_Exercise materials_:
PR #4174, opened 2020-02-18
Prevent another UBSan false positive

ctrlcctrlv:
When parsing a TTF, this would appear:

../fontforge/mem.c:90:24: runtime error: left shift of 211 by 24 places cannot be represented in type 'int'

It's a false positive, not really a bug. I removed an unneeded function in the process of this, so it removes lines overall.

### Type of change

- **Non-breaking change**

### DIFF
--- a/fontforge/mem.c
+++ b/fontforge/mem.c
@@ -79,16 +79,21 @@ int get3byte(FILE *ttf) {
 }
 
 int32 getlong(FILE *ttf) {
-	int ch1 = getc(ttf);
-	int ch2 = getc(ttf);
-	int ch3 = getc(ttf);
-	int ch4 = getc(ttf);
+	unsigned int ch1 = getc(ttf);
+	unsigned int ch2 = getc(ttf);
+	unsigned int ch3 = getc(ttf);
+	unsigned int ch4 = getc(ttf);
 
 	if (ch4==EOF)
 		return EOF;
 
 	return (ch1<<24)|(ch2<<16)|(ch3<<8)|ch4;
 }
+
+uint32 getuint32(FILE *ttf) {
+    return (uint32)getlong(ttf);
+}
+
 
 real getfixed(FILE *ttf) {
 	int32 val = getlong(ttf);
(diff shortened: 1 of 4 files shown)


fontforge/parsettf.c
```diff
@@ -782,7 +782,7 @@ return;
 
     for ( i=0; i<info->numtables; ++i ) {
 	tabs[i].tag = getlong(ttf);
-	tabs[i].checksum = getlong(ttf);
+	tabs[i].checksum = getuint32(ttf);
```
ctrlcctrlv: This was already being silently converted to `uint32`, so that's why I don't also change the struct `tt_tables`.

fontforge/mem.c
```diff
@@ -79,17 +79,22 @@ int get3byte(FILE *ttf) {
 }
 
 int32 getlong(FILE *ttf) {
-	int ch1 = getc(ttf);
-	int ch2 = getc(ttf);
-	int ch3 = getc(ttf);
-	int ch4 = getc(ttf);
+	unsigned int ch1 = getc(ttf);
```
jtanx: Hold up, these changes look suspicious to me. This for sure would raise a signed-unsigned conversion warning if we actually bothered to turn up the warning levels.

ubsan in a sense is likely correct anyway, as we're not checking for EOFs on all the bytes.

ctrlcctrlv: So they should all be checked for EOF? That makes sense.

jtanx: I took a closer look at this and the EOF check at the end is fine, because if you don't get an EOF there, that implies that all the other reads succeeded (assuming a sane implementation of getc). 

However, both with and without these changes, there is still UB (or rather, implementation defined behaviour): https://stackoverflow.com/questions/13636397/unsigned-to-signed-conversion-in-c. It's just in this case, ubsan isn't complaining.

gcc does what the code (as written) expects it to, hence why nothing has fallen over.

ctrlcctrlv:
Voluntarily withdrawn.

_What is required_:
Looking at the records above, how many of their lines carry the string "conversion"? Answer with the number and nothing else.

_Response area_:
2